Friday 18 November 2011

Job Hazards and Personal Disasters

Coming from both a training and a theatre background I have friends who hate exercise, friends who are athletes, friends who are fit and friends who used to be athletes but currently hate exercise. The latter is where our story begins today.

Years ago I vowed never to train family or loved ones. Whenever I have tried to personal train someone close to me it has turned out disastrous. First, they have the lowest compliance with the programs I have created for them. Second, they try to bargain their way out of doing the workouts THEY approached ME to design for them. And, they argue with me when I try to correct their form, something that drives me nuts. 

Recently (and very foolishly) I broke that vow and now I am remembering why I made it in the first place. The most difficult of all, even more so than training my exercise hating mother (which I didn’t think possible), is training someone I am currently or used to date. Most people date others with common interests and I am no exception. When I belonged to theatre companies, I dated actors (and subsequently vowed to never do that again; a vow I’ve had no problem keeping), now I generally date cyclists or martial artists. The martial artists don’t need my professional services – they know the human body better than any family doctor I’ve ever had. Then there are the cyclists; the epitome of grace and fluidity on the bike, complete disasters off of it!

Normally, when working with a client I have strict parameters around the relationship. We meet at the gym at a mutually agreed upon time. If they are late, the time is still subtracted from their session. If they cancel at the last minute, they lose the session. They listen, they ask questions, they do what they are told because, well, that’s why they hired me!

People I date(d) show up late, and think nothing of calling and cancelling at the precise time I am expecting the doorbell to ring. Ah yes, the doorbell is ringing because they are training in my home. Maybe it’s the theatre training or maybe the karate sensei in me, but when I am training someone, anyone, I get into the role. I treat everyone like a client. I don’t give kisses or caresses, I don’t want to sit and chat or cuddle a bit before we head into the basement. Work is work and I have no problem compartmentalizing. I dated another black belt for years and for the first 2 no one at the dojo even realized we were dating. I have watched another sensei punish his wife with pushups in class. It’s all about the discipline in karate and dojo is dojo, it is a separate and distinct society.
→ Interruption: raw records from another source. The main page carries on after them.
Issue #397, opened 2015-12-23
I have to issue 'set player mpv' every time on Windows


GijsTimmers:
Using Windows 7 x86.

Some debug information:

`mpsyt`:
```
C:\Users\user>C:\Python34\Scripts\mpsyt.exe --version
mpsyt version  : 0.2.5
   notes       : released 1 June 2015
pafy version   : 0.4.2
Python version : 3.4.3 (v3.4.3:9b73f1c3e601, Feb 24 2015, 22:43:06) [MSC v.1600
32 bit (Intel)]
Processor      : x86 Family 6 Model 23 Stepping 10, GenuineIntel
Machine type   : x86
Architecture   : 32bit, WindowsPE
Platform       : Windows-7-6.1.7601-SP1
sys.stdout.enc : cp850
default enc    : utf-8
Config dir     : C:\Users\user\AppData\Roaming\mps-youtube
```

`mpv.com`:
```
C:\Users\user>C:\Python34\Scripts\mpv.com --version
mpv 0.14.0-git-e1993d5 (C) 2000-2015 mpv/MPlayer/mplayer2 projects
 built on Fri Dec 11 20:32:28 CET 2015
ffmpeg library versions:
   libavutil       55.10.100
   libavcodec      57.17.100
   libavformat     57.19.100
   libswscale      4.0.100
   libavfilter     6.20.100
   libswresample   2.0.101
ffmpeg version: N-77205-gcc4718a
```

`set` output:
```
  Key                 Value
  api_key           : sOmeApIkEy
  checkupdate       : True
  colours           : True
  columns           :
  ddir              : C:\Users\user\Downloads\mps
  download_command  :
  encoder           : 0 [None]
  fullscreen        : False
  max_res           : 2160p
  notifier          :
  order             : relevance
  overwrite         : True
  player            : mpv.exe
  playerargs        :
  search_music      : True
  show_mplayer_keys : True
  show_status       : True
  show_video        : True
  user_order        :
  window_pos        :
  window_size       :

Enter set <key> <value> to change
Enter set all default to reset all
```

The problem I'm facing:

I start `mpsyt`. I look up a video. `mpsyt` gives the expected search results. When trying to play a video, I'm getting `error: retrying` in the bottom left corner of the terminal.

The strange thing: after issuing `set player mpv` and choosing the desired video again, the video plays.

I exit `mpsyt`, and start it again. The same problem arises: I have to issue `set player mpv` again before I can play videos.

[...]

PR #411, opened 2016-01-10
proof-of-concept fix for #397

GijsTimmers:


ids1024:
Yes, that should work, but it would be simpler just to put "mpv" directly in the regex string.

I did that in 4ba1d41e12624c4df1d5b57a0fba2e9cf75bab78, so it should work now.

As startling at it is, here in the closing months of 2011, many people still hold on to the ancient, outdated beliefs of the traditional roles of women and men. Women should be nurturing and vulnerable and need protecting, and although they are supposed to have a butt you could bounce coins off of, they aren’t supposed to kick butt to get it that way. Men are supposed to be providers and protectors who can also fix things. The fact that most men provide for their families with desk jobs that make them out of shape has not altered expectation anymore than wanting a woman with a great body has even though exercise is the only way to achieve it.

Now, when you are a female personal trainer who also has a couple of degrees of black under her belt, even the most traditional or sexist of men recognize that you don’t need their protection. Unless they have really healthy self esteem, though, they will not appreciate that you are also more athletic than them, until you have them in your basement, teaching them some strength exercises. They may be able to handle you being more flexible (men really don’t care about flexibility, anyway…at least not their own); they may be ok with you having better balance. But even the most progressive guy will feel emasculated if you are stronger. That’s when the arguments start. The nice guys, with healthy self esteem or at least modern views of gender equality will make excuses and explanations for why they have the weaknesses they have. The insecure guys who hold fast to sexist stereotypes about guys and dolls will feel so threatened they begin to tear you down, dragging your self esteem to their levels. They start by looking around the room and telling you what needs fixing (because, they can fix it, they are manly men) or cleaning (because you are not a womanly woman). If the insecurities are really bad, his exgirlfriends will start to creep up in conversations over the next few days. Generally in a reference to how good she was at something that either you are hopeless at or that you are really proud of but she does better. It’s an ugly game. Sadly, that doesn’t make it any less popular.

My sensei has a lot of platitudes he repeats to us. We call them “Senseisms”. Some of them are hysterically funny and some of them are so insightful you’ll find yourself repeating them anytime a friend is in need. My favourite is, “don’t blame yourself for what other people lack.” The next time I find myself in my basement, listening to the litany of charges against my femininity I am going to remember that the list has nothing to do with my lacking femininity; the lacking is of self esteem on the “manly” side.